**TASK INSTRUCTIONS**.
The line containing "Integration tests for outgoing UDP/TCP" marks where to begin; quote it and every line after it through the end of the data, exactly as written.

----

PR #1292, opened 2023-04-13
Integration tests for outgoing UDP/TCP

### LINKED ISSUE #1051: Add integration test for outgoing (UDP/TCP)
Create connection, send data back and forth, test getsockanme + getpeername.

Razz4780:
Fixes #1051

----

**ANSWER AREA**.
Integration tests for outgoing UDP/TCP

### LINKED ISSUE #1051: Add integration test for outgoing (UDP/TCP)
Create connection, send data back and forth, test getsockanme + getpeername.

Razz4780:
Fixes #1051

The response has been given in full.